Dans ce contexte, les présidents des chambres d’agriculture des régions de Fès-Meknès et de Centre-Val de Loire détaillent les enjeux des agricultures française et marocaine face au changement climatique et mettent en évidence la pertinence de la coopération entre le Maroc et la France sur ce sujet.

PNG Philippe Noyau est président de la chambre d’agriculture de la région Centre-Val de Loire

PNG Mohammed Missouri est président de la chambre d’agriculture de la région de Fès-Meknès

1. Quels enjeux pour les agricultures françaises et marocaines face au changement climatique ?

Philippe Noyau : En plus d’un réchauffement global, qui pose la question de l’adaptation des espèces cultivées aujourd’hui aux climats de 2030 et de 2050, le changement climatique a pour effet de modifier les cycles habituels des saisons et de multiplier les phénomènes extrêmes. Je pense à l’augmentation de la durée et de la rigueur des épisodes de gel au printemps, qui provoquent de graves dégâts sur les vignes et sur les arbres fruitiers. Je pense aussi aux inondations de plus en plus fréquentes, qui rendent toute culture impossible en engorgeant les sols d’eau.

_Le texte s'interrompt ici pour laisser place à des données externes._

PR #812, opened 2023-10-17
v0.3.23

samruddhikhandale:
Changelog -

- [[universal] Update cryptography package due to GHSA-v8gr-m533-ghj9](https://github.com/devcontainers/images/pull/795)
- [[anaconda] Address vulnerabilities: GHSA-j7hp-h8jx-5ppr, GHSA-v845-jxx5-vc9f](https://github.com/devcontainers/images/pull/801)
- [[miniconda] Update urllib3 package due to GHSA-v845-jxx5-vc9f](https://github.com/devcontainers/images/pull/802)
- [[universal] Update urllib3 package due to GHSA-v845-jxx5-vc9f](https://github.com/devcontainers/images/pull/803)
- [[Dotnet] - Supports bookworm (New major version)](https://github.com/devcontainers/images/pull/809)

PR #807, opened 2023-10-16
[anaconda] Update `imagecodecs` package due to GHSA-94vc-p8w7-5p49

alexander-smolyakov:
**Devcontainer name**: 

- anaconda

**Description**:

This PR addresses the GHSA-94vc-p8w7-5p49 vulnerability. The vulnerability comes from the `continuumio/anaconda3` image and is related to the `imagecodecs` package.

*Changelog*:

- Bumped `imagecodecs` package version to address GHSA-v845-jxx5-vc9f;

- Added test to verify `imagecodecs` minimum version (_Minimum package version set to `2023.9.18` which fixes GHSA-94vc-p8w7-5p49_);

**Checklist**:

- [x] Checked that applied changes work as expected

PR #815, opened 2023-10-18
[anaconda] Rework patch for GHSA-94vc-p8w7-5p49

alexander-smolyakov:
**Devcontainer name**: 

- anaconda

**Description**:

The previous patch (#807) was reverted in #812 due to the following error:

```console
ERROR: Could not build wheels for imagecodecs, which is required to install pyproject.toml-based projects
```

It seems the issue could be related to old versions of `setuptools` and `wheel` packages. To address this issue, the patch was reworked to update versions of `setuptools` and `wheel` packages along with `imagecodecs`.

*Changelog*:

- Updated `setuptools` and `wheel` to avoid potential issues with installing newer versions of packages;

- Bumped `imagecodecs` package version to address GHSA-94vc-p8w7-5p49;

- Added test to verify `imagecodecs` minimum version (_Minimum package version set to `2023.9.18` which fixes GHSA-94vc-p8w7-5p49_);

**Checklist**:

### DIFF
--- a/src/anaconda/.devcontainer/Dockerfile
+++ b/src/anaconda/.devcontainer/Dockerfile
@@ -5,9 +5,12 @@ RUN . /etc/os-release && if [ "${VERSION_CODENAME}" != "bullseye" ]; then exit 1
 
 # Temporary: Upgrade python packages due to mentioned CVEs
 # They are installed by the base image (continuumio/anaconda3) which does not have the patch.
-RUN conda install \ 
+RUN conda install \
+    # Update "setuptools" and "wheel" to avoid potential issues with installing newer versions of packages
+    setuptools=68.0.0 \
+    wheel=0.41.2 \
     # pyopenssl should be updated to be compatible with latest version of cryptography
-    pyopenssl=23.2.0 \ 
+    pyopenssl=23.2.0 \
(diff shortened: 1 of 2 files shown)


src/anaconda/.devcontainer/Dockerfile
```diff
@@ -5,9 +5,12 @@ RUN . /etc/os-release && if [ "${VERSION_CODENAME}" != "bullseye" ]; then exit 1
 
 # Temporary: Upgrade python packages due to mentioned CVEs
 # They are installed by the base image (continuumio/anaconda3) which does not have the patch.
-RUN conda install \ 
+RUN conda install \
+    # Update "setuptools" and "wheel" to avoid potential issues with installing newer versions of packages
+    setuptools=68.0.0 \
```
samruddhikhandale, line 10: Do we need to pin `setuptools` and `wheel` to this specific version for making it compatible with `imagecodecs` ? 
If so, can we add a note that `imagecodecs` is dependent on them, so that we don't unpin it accidentally?

samruddhikhandale:
Unfortunately, the image build is still failing with [these changes](https://github.com/devcontainers/images/compare/samruddhikhandale/test-rework-imagecodes)^ . See https://github.com/devcontainers/images/actions/runs/6565254242/job/17833552777#step:6:2240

A moyen terme cependant, plutôt qu’un excès d’eau, c’est un manque d’eau qui inquiète. Le début du printemps 2021 aura été particulièrement sévère à cet égard : le mois de mars s’est achevé avec un déficit de pluviométrie de près de 50 % à l’échelle nationale. Outre le fait qu’elles entravent le développement des cultures, de telles sécheresses sont critiques parce qu’elles pénalisent fortement la production fourragère (herbe donnée à paître aux animaux). Dans notre région, les étés secs sont un réel problème et obligent les agriculteurs à sortir le stock de fourrage dès juillet. C’est ainsi l’ensemble de nos techniques agricoles qui sont remises en cause par le changement climatique. L’alternance des saisons se fait plus brutale, avec une disparition des « périodes intermédiaires » qui permettaient de reconstituer des stocks hydriques ou laissaient le temps aux cultures de grandir avant les canicules. Nous devons faire face à des épisodes plus pluvieux et des périodes plus arides : cela nous oblige à revoir les espèces que nous utilisons, des cultures comme le colza par exemple devenant de plus en plus difficiles dans les zones non-irriguées. La chaleur est plus forte l’été : les vendanges s’en trouvent anticipées, le type de vins produits évolue, les cépages exploités aujourd’hui risquent de se révéler bientôt inadaptés.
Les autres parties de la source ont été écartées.